The theoretical basis for determining the optical density of a solution

Any particle, be it a molecule, atom or ion, as a result of absorption of a quantum of light, goes to a higher level of energy state. Most often, a transition is made from the ground to the excited state. This causes the appearance of certain absorption bands in the spectra.

The absorption of radiation leads to the fact that when passing it through a substance, the intensity of this radiation decreases with an increase in the number of particles of a substance having a certain optical density. This research method was proposed by V. M. Severgin back in 1795.

This method is best suited for reactions where the analyte is able to transfer to a colored compound, which causes a change in the color of the test solution. By measuring its light absorption or comparing the color with a solution of known concentration, it is easy to find the percentage of the substance in the solution.

The basic law of light absorption

The essence of photometric determination is two processes:

• the translation of the analyte into an absorbing compound;
• measuring the intensity of absorption of these very oscillations with a solution of the analyte.

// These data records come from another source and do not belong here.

PR #3751, opened 2022-04-08
Describe text objects as `text/plain` in generated OpenAPI

eddyashton:
We previously marked all auto-generated OpenAPI request/response bodies as `application/json`, on the assumption they were using JSON serializers. This is obviously not true for plain-text responses, leading to inaccurate OpenAPI elements (and a follow-on warning during docs build).

We would ideally only insert the `application/json` content type if we knew it was using a JSON serializer, but that would need a type trait from the macro that doesn't currently exist, and it's not clear what we do in the fallback cases (we need a sensible default value, since the content type of each response is required).

### DIFF
--- a/doc/schemas/app_openapi.json
+++ b/doc/schemas/app_openapi.json
@@ -322,7 +322,7 @@
   "info": {
     "description": "This CCF sample app implements a simple logging application, securely recording messages at client-specified IDs. It demonstrates most of the features available to CCF apps.",
     "title": "CCF Sample Logging App",
-    "version": "1.9.1"
+    "version": "1.9.2"
   },
   "openapi": "3.0.0",
   "paths": {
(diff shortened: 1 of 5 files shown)


jumaffre (approved):

doc/schemas/app_openapi.json
```diff
@@ -990,7 +990,7 @@
         "responses": {
           "200": {
             "content": {
-              "application/json": {
+              "text/plain": {
```
wintersteiger, line 993: I tried this yesterday and Sphinx would not generate example responses anymore. If we want to have those, it may be worth another look to make sure it works.

wintersteiger (approved):

doc/schemas/app_openapi.json
eddyashton: I think that's fine. The auto generated example responses are nice-to-have, but they're not particularly helpful. At some point we'll add explicit examples.

Issue #3752, opened 2022-04-08
Failure in `recovery_test_suite`


eddyashton:
Debugging what caused this failure in the Instrumented job in the Daily Build:

https://dev.azure.com/MSRC-CCF/CCF/_build/results?buildId=44172&view=logs&j=383d248c-4494-5797-d98f-6cef5140601e&t=ae32e15b-0191-5f39-7410-be7e80165871&l=17484

`recovery.test_recover_service` failed as the 13th step in a `recovery_test_suite` job.

Comparing against the log from a [good build](https://dev.azure.com/MSRC-CCF/CCF/_build/results?buildId=44113&view=logs&j=383d248c-4494-5797-d98f-6cef5140601e&t=ae32e15b-0191-5f39-7410-be7e80165871&l=17559). The difference is that in the failing run the first node instantly reported it was `PartOfNetwork`, then took a long time to open its frontend (and the second node took so long to open its frontend that the test timed out). In a passing test, we instead spend a while polling `/node/state` and seeing `"state": "ReadingPrivateLedger"`. When this eventually completes, the frontend opens quickly thereafter. This suggests a timing change caused by #3746.

jumaffre:
As discussed and investigated, the issue is that the new batching logic introduced by #3746 means that the enclave doesn't process any `tick`s from the host while the batch of ledger entries is being deserialised. When the entire batch has finally been deserialised, the enclave receives a new tick which may push it over the Raft election timeout and cause the node to become candidate. While we're expecting the election to eventually converge and a new primary node to be elected, this is largely untested and I believe it wouldn't work in some cases (e.g. if the private recovery completes while all the nodes are all candidates).

jumaffre:
@eddyashton I suggest we close this issue as this was an intermittent CI failure fixed by #3754 and the interesting follow-up work has been recorded in #3755.

PR #3756, opened 2022-04-08
Increase timeout for app to open after recovery

wintersteiger:
I've seen `recovery.test_recover_service` time out in `_wait_for_app_open` a few times locally but also in the CI (e.g. one of today's daily runs), usually when this test is execute multiple times (like in the test suite). I think the timeout needs to be increased because of the additional time taken for snapshot generation after recovery, which we added recently, but `args.ledger_recovery_timeout` may perhaps be too much.


eddyashton:
I think this is the same issue described in #3752 and fixed by #3754.

wintersteiger:
Yep, agreed, closing this for now!

Issue #3757, opened 2022-04-08
Enabling debug or trace with non-unsafe releases hangs


caleteeter:
**Describe the bug**
Inability to enable debug or trace logging for non-unsafe packages.

**To Reproduce**
Create a new app-dev prepped VM, start the sandbox (sandbox.sh) passing a package (e.g., $HOME/CCF/tests/js-authentication).  When starting with -l debug  or -l trace, the startup hangs and exception thrown.

![image](https://user-images.githubusercontent.com/8452367/162447919-5b05fa17-8097-4cce-9f9c-15acdb57b622.png)

**Expected behavior**
Expected to get enhanced logging.

**Environment information**
Used the latest 2.0.0-rc6 package (https://github.com/microsoft/CCF/releases/download/ccf-2.0.0-rc6/ccf_2.0.0_rc6_amd64.deb)

jumaffre:
@caleteeter Thanks for raising this bug. This is an issue that has recently surfaced within the team as well (https://github.com/microsoft/CCF/issues/3753). 

With release builds (i.e. non-unsafe), it is currently expected that the log level on the host cannot be set to a value lower than `info` (i.e. only `info`, `error` and `fail` are allowed). This is a limitation that we hope to address by the first non release-candidate `2.0.0` release. Note that you will be able to set a more verbose logging level on the host for unsafe builds, as you've probably already found out.

In the meantime, we've made the `sandbox.sh` more verbose and quicker to react to early failures such as this one (see https://github.com/microsoft/CCF/pull/3759). This will be available from `2.0.0-rc7`.

caleteeter:
@jumaffre thanks for confirming this, it would be good to have this listed in the main doc site, as its a bit confusing that I can set log levels that don't work for non-unsafe builds.

Additionally, when I run unsafe builds (with sandbox) using -v and -l debug, I see the messages (including debug) as the ccfhost starts but I don't see the log stream I expect when calling governance functions for instance.  I am debugging the JWT key refresh which should happen after some proposals, but not sure why I can't see the lower levels logs for this.  This should be logged as part of node state changes.

PR #3759, opened 2022-04-08
Quicker error reporting when using `sandbox.sh`

jumaffre:
After issues such as #3757, we now report an error early (5secs vs. 60secs previously) when a node does not start up successfully when using `sandbox.sh`. 

For example, setting the host log level to `trace` for a release build:
```
$ sandbox.sh -l trace --js-app-bundle ~/git/CCF/tests/js-authentication/ 
Setting up Python environment...
Python environment successfully setup
[15:59:30.004] Virtual mode enabled
[15:59:30.005] Starting 1 CCF node...
[15:59:35.126] Error! Some nodes ran into issues:
[15:59:35.126] - Node [0]:
terminating with uncaught exception of type std::logic_error: No enclave file found at ./libjs_generic.virtual.so

[15:59:35.126] Please raise a bug if the issue is unexpected: https://github.com/microsoft/CCF/issues/new?assignees=&labels=bug&template=bug_report.md&title=Unexpected%20error%20when%20running%20sandbox%20script
```


tests/infra/network.py
```diff
@@ -72,8 +72,10 @@ class StartupSnapshotIsOld(Exception):
     pass
 
 
-class NodeShutdownError(Exception):
-    pass
+class NetworkShutdownError(Exception):
+    def __init__(self, msg, errors=None):
+        self.errors = errors
+        super().__init__(msg)
```
achamayou, line 78: Seems odd to initialize the superclass last rather than first?

achamayou:
@jumaffre this is a good idea, but we could raise much quicker than the newly introduced timeout, as soon as the subprocess returns. Waiting on the PEM is reasonable if the process is still going, but not if it's already terminated.

tests/infra/remote.py
```diff
@@ -884,8 +889,8 @@ def suspend(self):
     def resume(self):
         self.remote.resume()
 
-    def get_startup_files(self, dst_path, timeout=FILE_TIMEOUT):
-        self.remote.get(self.pem, dst_path, timeout=timeout)
+    def get_startup_files(self, dst_path, timeout=FILE_TIMEOUT_S):
+        self.remote.get(self.pem, dst_path, timeout=0.1)
```
jumaffre, line 893:
```suggestion
        self.remote.get(self.pem, dst_path, timeout=REMOTE_STARTUP_TIMEOUT_S)
```

jumaffre:
> @jumaffre this is a good idea, but we could raise much quicker than the newly introduced timeout, as soon as the subprocess returns. Waiting on the PEM is reasonable if the process is still going, but not if it's already terminated.

I thought about this too and I don't think we want to introduce an additional stall when we start the node process to check for successful startup as this would introduce a significant delay to all node launches, even successful ones. Hence adding the check around an existing operation, with a much shorter timeout and retry logic so that it doesn't impact the run time when the node startups successfully, while reporting startup failures quickly.

achamayou:
@jumaffre I don't understand, I think we can check for the return code in the same loop that we check for the PEM? That shouldn't add any delay?

achamayou (approved):

Issue #3743, opened 2022-04-06
Node-endorsed certificates are never renewed


jumaffre:
The new `set_node_certificate_validity` proposal action renews the endorsed node certificate but does not renew the self-signed node certificate. This means that RPC interfaces that use the self-signed node certificate are never refreshed and clients will eventually get validation errors when the certificate expires. 

After discussion with @eddyashton, to fix this, we have multiple options:
1. Bundle the self-signed certificate renewal with the existing `set_node_certificate_validity` proposal action. 
2. Decouple the renewal of the two certificates, to cater for more flexible deployment scenarios and be more flexible if/when we introduce different types of endorsements.
3. Have the self-signed certificate automatically renew (using the host's time) since it is only meant to be used by operators.

Since this is to be fixed for 2.x, I'm leaning towards 1. but happy to discuss this further.

lynshi:
I think 2 is a bit more extensible. In fact, maybe `set_node_certificate_validity` should take an argument for the name of the RPC interface(s) for which to refresh the certificate.

As of now we understand that there should be one "primary" RPC interface and one for operators, but (correct me if I'm wrong) this isn't necessarily prescribed in the documentation and it's implied a network can have as many interfaces as desired. If this is the case, then the proposals should be as flexible as possible as well, otherwise why not default to only two interfaces (one node-endorsed, one service-endorsed) by design?

lynshi:
Relatedly, suppose someone defines 2 service-endorsed interfaces and 2 node-endorsed interfaces. Would the certificates presented by each type of interface be the same (e.g. would the 2 service-endorsed interfaces present the same certificate)?

jumaffre:
@lynshi Many thanks for your input on this. 

One thing to note is that the node certificate isn't only used for the TLS RPC interface. It's also recorded in the ledger (https://microsoft.github.io/CCF/main/audit/builtin_maps.html#nodes-endorsed-certificates) and the corresponding private key is used to sign the Merkle root and the signature is also recorded in the ledger (https://microsoft.github.io/CCF/main/audit/builtin_maps.html#_CPPv4N3ccf13NodeSignature3sigE). Consequently, the endorsed node certificate is also included in every transaction receipt (see https://microsoft.github.io/CCF/main/use_apps/verify_tx.html#write-receipts). 

[...]

PR #3767, opened 2022-04-13
Also renew self-signed node certificate

jumaffre:
Resolves https://github.com/microsoft/CCF/issues/3743

We now also renew the self-signed node certificate when issuing the `set_node_certificate_validity` proposal. Note that the first approach described in #3743 isn't in fact implementable (see https://github.com/microsoft/CCF/issues/3743#issuecomment-1098194676) so this is implemented a much simpler way, although slightly less flexible: The self-signed certificate is automatically renewed from the (global) commit hook on the existing `ccf.nodes.endorsed_certificates` KV map, using the same validity period as the endorsed certificate. This in turn updates the certificates presented by [RPC interfaces whose authority is `Node`](https://microsoft.github.io/CCF/main/operations/configuration.html#endorsement). 

Also added a new `GET /node/self_signed_certificate` endpoint command to return the self-signed certificate of the target node so that operators can retrieve the self-signed node certificate after renewing it.

TODO:
- [x] Update docs


tests/governance.py
```diff
@@ -388,6 +393,10 @@ def test_each_node_cert_renewal(network, args):
     validity_period_allowed = args.maximum_node_certificate_validity_days - 1
     validity_period_forbidden = args.maximum_node_certificate_validity_days + 1
 
+    # Nodes should be started with at least 2 RPC interfaces to
+    # test endorsed and self-signed node certificate refresh
+    assert len(primary.host.rpc_interfaces) > 1
```
jumaffre, line 398:
```suggestion
```

tests/governance.py
```diff
@@ -388,6 +393,7 @@ def test_each_node_cert_renewal(network, args):
     validity_period_allowed = args.maximum_node_certificate_validity_days - 1
     validity_period_forbidden = args.maximum_node_certificate_validity_days + 1
 
+
```
jumaffre, line 396:
```suggestion
```

CHANGELOG.md
```diff
@@ -10,11 +10,16 @@ and this project adheres to [Semantic Versioning](http://semver.org/spec/v2.0.0.
 ### Fixed
 
 - Fixed issue with incorrect node and service certificate validity period when starting node in non-GMT timezone (#3732).
+- Fixed issue with self-signed node certificates that are now renewed when the `set_node_certificate_validity` proposal is issued (#3767).
```
achamayou, line 13:
```suggestion
- Fixed issue with self-signed node certificates that are now renewed when the `set_node_certificate_validity` proposal is applied (#3767).
```

achamayou (approved):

Changes in the intensity of the stream of light passing through the light-absorbing substance will also be caused by light losses due to reflection and scattering. In order for the result to be reliable, parallel studies are carried out to measure the parameters at the same layer thickness, in identical cuvettes, with the same solvent. So the decrease in light intensity depends mainly on the concentration of the solution.

The decrease in the intensity of light transmitted through the solution is characterized by the light transmission coefficient (also called transmission) T:

T = I / I ₀ , where:

• I is the intensity of the light transmitted through the substance;
• I ₀ is the intensity of the incident light beam.

Thus, the transmission shows the fraction of the non-absorbed light flux passing through the studied solution. The inverse algorithm for transmittance is called the optical density of the solution (D): D = (-lgT) = (-lg) * (I / I ₀ ) = log * (I ₀ / I).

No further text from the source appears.